Leukemias, lymphomas, and other hematologic cancers:
Indications for: BESREMI
Not already on hydroxyurea: Initially 100mcg by SC inj every 2 weeks. Transitioning from hydroxyurea: Initially 50mcg by SC inj every 2 weeks in combination with hydroxyurea; gradually taper off hydroxyurea by reducing the total biweekly dose by 20–40% every 2 weeks during weeks 3–12 and discontinue hydroxyurea by week 13. Both: Increase Besremi dose by 50mcg every 2 weeks (up to max 500mcg) until hematological parameters are stabilized (hematocrit <45%, platelets <400×109/L, and leukocytes <10×109/L). Dosing interval may be expanded to every 4 weeks after achieving hematological stability for at least 1 year on a stable Besremi dose. Dose modifications for adverse reactions: see full labeling.
Existence of, or history of severe psychiatric disorders, particularly severe depression, suicidal ideation or suicide attempt. Moderate or severe hepatic impairment (Child-Pugh B or C). History or presence of active serious or untreated autoimmune disease. Immunosuppressed transplant recipients.
Risk of serious disorders.
May cause or exacerbate fatal or life-threatening neuropsychiatric, autoimmune, ischemic, or infectious disorders: monitor closely, discontinue if they worsen. Avoid use in active serious or untreated endocrine disorders associated with autoimmune disease, severe or unstable cardiovascular disease (eg, uncontrolled hypertension, CHF [≥ NYHA class 2], serious cardiac arrhythmia, significant coronary artery stenosis, unstable angina), recent stroke or MI, or eGFR <30mL/min. Uncontrolled thyroid abnormalities. Diabetes. History of cardiovascular disorders; monitor closely. Pulmonary disease. Interrupt treatment if pancreatitis is suspected; consider discontinuing if confirmed. Discontinue if colitis, pulmonary infiltrates/dysfunction, new or worsening eye disorders, evidence of hepatic decompensation (eg, jaundice, ascites, hepatic encephalopathy, hepatorenal syndrome, variceal hemorrhage), or severe renal impairment develops. Consider discontinuing if significant dermatologic toxicity occurs. Obtain eye exams before and during therapy, especially in those with retinopathy-associated disease (eg, diabetes, hypertension). Monitor CBCs at baseline, every 2 weeks during titration phase, then every 3–6 months during maintenance phase, and as clinically indicated. Monitor for infection or bleeding. Monitor serum triglycerides, creatinine, thyroid, visual, and liver function at baseline and during therapy. Dental and periodontal disorders. Have regular dental exams. Elderly. Embryo-fetal toxicity. Advise females of reproductive potential to use effective contraception during and for at least 8 weeks after the last dose. Pregnancy: exclude status prior to initiation. Nursing mothers: not recommended (during and for 8 weeks after the last dose).

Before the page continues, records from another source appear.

PR #60, opened 2024-02-21
CV2-4297 add suffix

DGaffney:


sonoransun (commented):
Perfect! This should do it 👍

Issue #7, opened 2025-04-08
ebay-snackbar-dialog: don't override input.open set to false


janenath:
# Bug Report

## Description

Updating `ebay-snackbar-dialog` open input to `false`, `<ebay-snackbar-dialog open=state.open />`, does not close the snackbar component. On inspection it seems [this line](https://github.com/eBay/ebayui-core/blob/master/src/components/ebay-snackbar-dialog/component.ts#L38) is overriding `input.open` to use `this.state.open` if `input.open` is falsy, preventing the snackbar from closing.

## Screenshots

<img width="941" alt="Image" src="https://github.com/user-attachments/assets/8d32e23e-0a34-4c36-8340-c219e8e33e9b" />

PR #10, opened 2025-04-24
fix(snackbar): open is honored from input and accesskey is spread correctly

### LINKED ISSUE #3: ebay-snackbar-dialog: action accesskey property not being set on <button/>
# Bug Report

## Description

* `ebay-snackbar-dialog` let's you pass an `@action` custom attribute which will add a `ebay-fake-link`
* the `accessKey` param is not passed through to the `ebay-fake-link` which means the keyboard shortcut control + option + accessKey (Mac) doesn't work

## Workaround

* tab navigate to the snackbar until the button is focused and trigger with space or enter (potentially hard to keyboard navigate to snackbar within the 6s snackbar duration depending on DOM structure)

## Fix

Add
```js
accesskey=action.accessKey
```
here: https://github.com/eBay/ebayui-core/blob/master/src/components/ebay-snackbar-dialog/index.marko#L25-L28

## Screenshots

Image

agliga:
Fixes #3 #7

## Description
* Added a fix to allow open to swap based on input
* Added a fix to pass in actions to fake-button

## Checklist

### DIFF
--- a/.changeset/public-hands-relate.md
+++ b/.changeset/public-hands-relate.md
@@ -1,0 +1,5 @@
+---
+"@ebay/ebayui-core": patch
+---
+
+fix: honor snackbar dialog input.open if type boolean
--- a/packages/ebayui-core/src/components/ebay-snackbar-dialog/component.ts
+++ b/packages/ebayui-core/src/components/ebay-snackbar-dialog/component.ts
@@ -35,7 +35,12 @@ class SnackbarDialog extends Marko.Component<Input, State> {
     }
 
     onInput(input: Input) {
-        this.state = { open: input.open || this.state.open || false };
+        this.state = {
+            open:
+                typeof input.open === "boolean"
+                    ? input.open
+                    : this.state.open || false,
+        };
     }
 
     onMount() {
--- a/packages/ebayui-core/src/components/ebay-snackbar-dialog/component.ts
+++ b/packages/ebayui-core/src/components/ebay-snackbar-dialog/component.ts
@@ -5,6 +5,8 @@ import type { Input as BaseInput } from "../components/ebay-dialog-base/componen
 interface SnackbarDialogInput extends Omit<BaseInput, `on${string}`> {
     layout?: "row" | "column";
     action?: BaseInput["action"] & {
+        accesskey?: string;
+         /** @deprecated use `accesskey` instead */
         accessKey?: string;
     };
     "on-action"?: () => void;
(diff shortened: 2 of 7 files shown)


.changeset/public-hands-relate.md
```diff
@@ -0,0 +1,5 @@
+---
+"@ebay/ebayui-core": patch
```
LuLaValva, line 2: Double changeset? You should probably remove one of these.

packages/ebayui-core/src/components/ebay-snackbar-dialog/component.ts
```diff
@@ -5,7 +5,7 @@ import type { Input as BaseInput } from "../components/ebay-dialog-base/componen
 interface SnackbarDialogInput extends Omit<BaseInput, `on${string}`> {
     layout?: "row" | "column";
     action?: BaseInput["action"] & {
-        accessKey?: string;
+        accesskey?: string;
```
LuLaValva, line 8: Will this be a breaking change for TS users? Maybe we should support both, and derive `accesskey` from `accessKey`

packages/ebayui-core/src/components/ebay-snackbar-dialog/component.ts
```diff
@@ -35,7 +35,12 @@ class SnackbarDialog extends Marko.Component<Input, State> {
     }
 
     onInput(input: Input) {
-        this.state = { open: input.open || this.state.open || false };
+        this.state = {
+            open:
+                typeof input.open === "boolean"
+                    ? input.open
+                    : this.state.open || false,
+        };
```
LuLaValva, line 43: This is what nullish coalescing is for! You can use
```suggestion
        this.state = { open: input.open ?? this.state.open || false };
```

.changeset/public-hands-relate.md
agliga: There are two changes in this, two issues

packages/ebayui-core/src/components/ebay-snackbar-dialog/component.ts
agliga: I believe since this was not working at all, we should change it to the right attribute.

packages/ebayui-core/src/components/ebay-snackbar-dialog/component.ts
```diff
@@ -5,7 +5,8 @@ import type { Input as BaseInput } from "../components/ebay-dialog-base/componen
 interface SnackbarDialogInput extends Omit<BaseInput, `on${string}`> {
     layout?: "row" | "column";
     action?: BaseInput["action"] & {
-        accessKey?: string;
+        accesskey?: string;
+        accessKey?: string; // deprecated
```
LuLaValva, line 9: Can you use JSDoc here, so people see deprecations from their editor?
```suggestion
        /** @deprecated use `accesskey` instead */
        accessKey?: string;
```

LuLaValva (approved):

PR #138, opened 2025-05-20
feat: Add EbayItemTile and EbayItemTileGroup Component - wip

bruno2kd:
Add EbayItemTile and EbayItemTileGroup Component

- Waiting for PR https://github.com/eBay/evo-web/pull/140 to be merged

## Description
Add EbayItemTile Component

## Screenshots
Screenshot 2025-05-20 at 17 42 41
Screenshot 2025-05-20 at 17 42 32

## Checklist


packages/ebayui-core-react/src/ebay-file-preview-card/file-preview-action.tsx
```diff
@@ -81,14 +91,27 @@ const EbayFilePreviewAction: FC<EbayFilePreviewActionProps> = ({
...
-        />
-    )
+
+    if (isValidElement(children) && children?.props['aria-label']) {
+        const child = children as ReactElement<ComponentProps<'button'>>
+        return cloneElement(child, {
+            onClick: onAction,
+            className: cx('file-preview-card__action', child?.props?.className)
+        })
+    }
```
HenriqueLimas, line 101: This logic doesn't looks correct and over using react helpers. We can instead return this as the default return bellow and passing the props to the EbayIconButton instead and passing the `icon` and the rest of the params that is being passed to this components.

```
if (deleteText) {
  return ...
}

return (
  <EbayIconButton className={cx(className, 'file-preview-card__action')} {...rest} />
)
```

The react EbayIconButton is a little bit different on how the icon is being passed. On marko it is a children, in react we pass a `icon` string,

packages/ebayui-core-react/src/ebay-file-preview-card/file-preview-action.tsx
```diff
@@ -7,14 +14,15 @@ import {
     FilePreviewCardMenuActionHandler
 } from './types'
 
-export type EbayFilePreviewActionProps = {
+export type EbayFilePreviewActionProps = ComponentProps<'button'> & {
```
HenriqueLimas, line 17: It should be IconButtonProps instead

packages/ebayui-core-react/src/ebay-item-tile/item-tile.tsx
```diff
@@ -0,0 +1,68 @@
...
+    layout,
+    className,
+    onAction,
+    children,
+    ...rest
+}) => {
+    const supertitle = findComponent(children, EbayItemTileSectionSuperTitle)
+    const title = findComponent(children, EbayItemTileSectionTitle)
+    const subtitle = findComponent(children, EbayItemTileSectionSubTitle)
+    const action = findComponent(children, EbayIconButton)
```
HenriqueLimas, line 35: We should have a `EbayItemTileAction` instead

packages/ebayui-core-react/src/ebay-file-preview-card/file-preview-card.tsx
```diff
@@ -39,12 +43,16 @@ const EbayFileInput: FC<EbayFilePreviewCardProps> = ({
...
+    href,
     onCancel,
     onDelete,
     onMenuAction,
     onSeeMore,
+    onAction,
+    children,
     ...rest
 }) => {
+    const action = findComponent(children, EbayIconButton)
```
HenriqueLimas, line 55: We should use `EbayFilePreviewAction` instead of EbayIconButton

packages/ebayui-core-react/src/ebay-item-tile/item-tile.tsx
```diff
@@ -0,0 +1,68 @@
...
+            {...rest}
+        >
+            {file && (
+                <div className="item-tile__header">
+                    <EbayFilePreviewCard
+                        file={file}
+                        href={href}
+                        onAction={onAction}
+                    >
+                        {action}
```
HenriqueLimas, line 52: Considering the comments above, this will be:
```jsx
<EbayFilePreviewCard ...>
  <EbayFilePreviewCardAction {...action.props} />
</EbayFilePreviewCard>
```

HenriqueLimas (changes requested):
Thanks @bruno2kd for the PR. can you separate the PR so we can have release notes separately for each specific component and it is easier to review? I added some initial changes for now.

packages/ebayui-core-react/src/ebay-file-preview-card/file-preview-action.tsx
bruno2kd: I see, so we should have a Icon type prop which will go to EbayIconButton in the component.

About the code you used as example, In Marko's implementation if action and deleteText is passed the component shows the action and also if nothing is passed, there is no action and component only display the image.

bruno2kd: This is the action description in the [storybook](https://opensource.ebay.com/evo-web/ebayui-core/?path=/story/layout-ebay-item-tile--default), that is why I checked for the `aria-label`:

@action | The icon to be used for the action button in the header. An aria-label is also required for accessibility. If not provided, the action button will not be rendered.

PR #144, opened 2025-05-22
fix: on close bug

ericbiewener:
Fixes # N/A

- [x] This PR does not contain CSS changes

## Description

Under certain conditions, clicking a button inside a dialog causes the dialog to incorrectly close. A key condition that must be met is that the clicked element disappears from the DOM after being clicked. That causes [this condition](https://github.com/eBay/evo-web/blob/f52a6dded13308d7bb569cf5049b19cf85e34b53/packages/ebayui-core-react/src/ebay-dialog-base/components/dialogBase.tsx#L101) to pass because `!drawerBaseEl.current.contains(e.target)` evaluates to true since `e.target` has been removed from the DOM.

This PR adds an additional check to that conditional to validate that `e.target` is still _somewhere_ in the document. If it's not, then the dialog does not close. If it _is_ still in the document, then that indicates that the user indeed clicked outside the dialog, and thus it should close. 

For some reason I have been unable to repro this bug with a smaller use case, so I'm not sure what other conditions contribute to it in the first place. But regardless, this fix seems appropriate.

## Checklist

- [ ] I verify the build is in a non-broken state

### DIFF
--- a/packages/ebayui-core-react/src/ebay-dialog-base/components/dialogBase.tsx
+++ b/packages/ebayui-core-react/src/ebay-dialog-base/components/dialogBase.tsx
@@ -98,7 +98,7 @@ export const DialogBase: FC<DialogBaseProps<HTMLElement>> = ({
     useEffect(() => {
         let timeout: number
         const handleBackgroundClick = (e: DocumentEventMap['click']) => {
-            if (drawerBaseEl.current && !drawerBaseEl.current.contains(e.target)) {
+            if (drawerBaseEl.current && !drawerBaseEl.current.contains(e.target) && document.contains(e.target as Node)) {
                 onBackgroundClick(e as unknown as DialogCloseEvent)
             }
         }
--- a/packages/ebayui-core-react/src/ebay-lightbox-dialog/__tests__/index.stories.tsx
+++ b/packages/ebayui-core-react/src/ebay-lightbox-dialog/__tests__/index.stories.tsx
@@ -1,19 +1,14 @@
-import React, { useState } from 'react'
-import { Meta, StoryFn } from '@storybook/react'
-import { action } from '@storybook/addon-actions'
-import {
-    EbayDialogFooter,
-    EbayDialogHeader,
-    EbayDialogPreviousButton
-} from '../../ebay-dialog-base'
-import { EbayButton } from '../../ebay-button'
-import { EbayCheckbox } from '../../ebay-checkbox'
-import { EbayLabel } from '../../ebay-field'
-import { EbayLightboxDialog } from '../index'
-
+import React, { useState } from "react";
+import { Meta, StoryFn } from "@storybook/react";
+import { action } from "@storybook/addon-actions";
+import { EbayDialogFooter, EbayDialogHeader, EbayDialogPreviousButton } from "../../ebay-dialog-base";
+import { EbayButton } from "../../ebay-button";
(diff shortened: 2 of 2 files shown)


packages/ebayui-core-react/src/ebay-lightbox-dialog/__tests__/index.stories.tsx
ericbiewener, line 1: Lots of formatter prettier changes in this file. Not going to fix it since it doesn't successfully repro the failure case this PR solves. The `DebugOnClose` story at the end of this file was my attempt to fix it.

HenriqueLimas: can you undo the Prettier changes for this file? I think your IDE is autoformatting using prettier but we don't use it in our project (yet)

packages/ebayui-core-react/src/ebay-dialog-base/components/dialogBase.tsx
```diff
@@ -98,7 +98,7 @@ export const DialogBase: FC<DialogBaseProps<HTMLElement>> = ({
     useEffect(() => {
         let timeout: number
         const handleBackgroundClick = (e: DocumentEventMap['click']) => {
-            if (drawerBaseEl.current && !drawerBaseEl.current.contains(e.target)) {
+            if (drawerBaseEl.current && !drawerBaseEl.current.contains(e.target) && document.contains(e.target as Node)) {
```
HenriqueLimas, line 101: Can we add a comment for why we are adding document.contains. Also, I think you can check by `e.target.parentNode`, if it is `null` or empty it means its not on the dom and might be faster then `contains`

agliga:
Im actually wondering if this is actually an issue and even if it seems appropriate, I am reluctant to accept it. 
What is the usecase where a button is triggering a close on the dialog, when it isn't even in the DOM? I mean why not remove the button from the dom AFTER all the events of the dialog occur.
Before we even look at this PR, we need to reproduce this in storybook and have a clear understanding of what is happening and we need to accept it. Sure a small fix like this can be appropriate, but it can lead to other bugs or other side effects. 
Lets make sure first.

packages/ebayui-core-react/src/ebay-lightbox-dialog/__tests__/index.stories.tsx
```diff
@@ -357,7 +352,36 @@ export const Expressive: StoryFn<typeof EbayLightboxDialog> = (args) => {
...
+            <button className="btn btn--secondary" onClick={() => setOpen(!open)}>
+                Open Dialog
+            </button>
+            <EbayLightboxDialog
+                {...args}
+                bannerImgSrc="http://ir.ebaystatic.com/cr/v/c1/skin/image-treatment/mountain.jpeg"
+                bannerImgPosition="top"
+                open={open}
+                onOpen={() => action("onOpen")()}
+                onClose={() => {
```
HenriqueLimas, line 373: This onClose function is causing not being able to simulate the issue. We need to wrap it in a `useCallback()` so it will not change the reference on every render and the `useEffect()` will not trigger the removeEventListener

HenriqueLimas:
@agliga The issue is caused when the element that is being clicked it is also being removed from the DOM. It wasn't simulating because of a small detail on the test case, but it is a valid issue.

Avoid concomitant myelosuppressive agents, narcotics, hypnotics, or sedatives; if unavoidable, monitor for excessive effects. Concomitant drugs that are CYP450 substrates with a narrow therapeutic index; monitor.
Influenza-like illness, arthralgia, fatigue, pruritus, nasopharyngitis, musculoskeletal pain, headache, diarrhea, hyperhidrosis, nausea, upper RTI, liver enzyme elevations, leukopenia, neutropenia, thrombocytopenia; depression, suicide, hypersensitivity reactions (discontinue if occurs), pancreatitis, colitis, hyperlipidemia, cardiovascular toxicity, endocrine toxicity, ophthalmologic toxicity, pulmonary toxicity, renal toxicity, hepatotoxicity.